Generative Models of Connectomes
In the class, we have studied and analysed several type of connectomes. Each of these connectomes arose from experimental observations of the brains of different organisms. We studied several types of properties of these connectomes. A fundamental question that arises now is what types of evolutionary processes in nature can generate the types of connectomes that exist in organisms. For example, the process is almost certainly not an Erdos-Renyi like model. This project will consider several mathematical models that have been proposed for connectomes and test these models for their ability to generate artificial networks with properties that match those of real connectomes such as the small world property and hierarchical modularity. The paper Resolving Structural Variability in Network Models and the Brain and Box 10.1: Growth Connectomics: Generative Models for Brain Networks in the textbook provide excellent starting points for this project. An important question to consider will be whether models should incorporate geometric constraints imposed by the structure of the brain.
Mouse Connectome
A 2017 paper titled Organizing principles for the cerebral cortex network of commissural and association connections has published and analyzed a comprehensive connectome of the mouse brain, collected from findings in over 185 publications that appeared in the literature since 1974. This project will analyze the structural properties of this connectome. If you are ambitious, you can try to correlate this network with the mouse connectome created independently by the Allen Institute for Brain Science.

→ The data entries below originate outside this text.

Issue #282, opened 2017-10-06
Bitcoin Testnet peers mixed up


SomberNight:
There are several servers listed under BitcoinCashTestnet and none for BitcoinSegwitTestnet.
I believe at least some but possibly all of these are actually BitcoinSegwitTestnet servers.
https://github.com/kyuupichan/electrumx/blob/05d6351686bfa34738ab2beedef43a049ef33337/lib/coins.py#L392-L409

See also:
https://github.com/spesmilo/electrum/blob/5127dabb0df823529161a392490ec0357ad8affb/lib/servers_testnet.json

PR #283, opened 2017-10-06
update peers for BitcoinSegwitTestnet and BitcoinCashTestnet

SomberNight:
See #282.

I've tested all servers for BTC testnet and BCH testnet listed in this current repo, so
https://github.com/kyuupichan/electrumx/blob/05d6351686bfa34738ab2beedef43a049ef33337/lib/coins.py#L395-L402
and also the BTC testnet servers from the Electrum repo
https://github.com/spesmilo/electrum/blob/5127dabb0df823529161a392490ec0357ad8affb/lib/servers_testnet.json
and also the BCH testnet servers from the Electron Cash repo
https://github.com/fyookball/electrum/blob/bbe2ef61c07e0bb386c0772982fbaaf97e8b3b03/lib/network.py#L72-L75

These are the ones that were working during my tests.

### DIFF
--- a/lib/coins.py
+++ b/lib/coins.py
@@ -393,12 +393,7 @@ class BitcoinCashTestnet(BitcoinTestnetMixin, Coin):
     '''Bitcoin Testnet for Bitcoin Cash daemons.'''
     NAME = "BitcoinCash"
     PEERS = [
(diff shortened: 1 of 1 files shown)


kyuupichan:
Thanks.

Gene Expression in the Human Brain
The Allen Center for Brain Science has created and made available some unique neuroscience datasets. This project will analyse a comprehensive dataset of gene expression in cells in medial temporal gyrus of brain slices from multiple human donors. For each donor, this dataset uses a technique called RNA-sequencing to measure the expression level of every gene. The project will integrate these data with interaction networks among human proteins to understand the different biological processes that are active in this region of the brain. The project will entail learning new algorithms and computational ideas that we did not have time to delve into in the class.
Legos of Very Large Human Connectomes
The goal of this project is to find "network legos" of very large connectomes. You will use datasets where each connectome comes from one individual. The idea is to compute modules in each connectome (e.g., using the Louvain algorithm) and then to compare the modules systematically using the ideas in Network Legos: Building Blocks of Cellular Wiring Diagrams. I will explain this algorithm and simpler versions of it to the group that undertakes this project. The results of these comparison will yield "legos" from which we can reconstruct any interactome. This project is more challenging than the others simply because of the sizes of the connectomes: each of them contains millions of edges. Therefore, your code will need to be efficient in running time and in memory (RAM) usage. It might take some effort and trial-and-error to achieve satisfactory time and memory.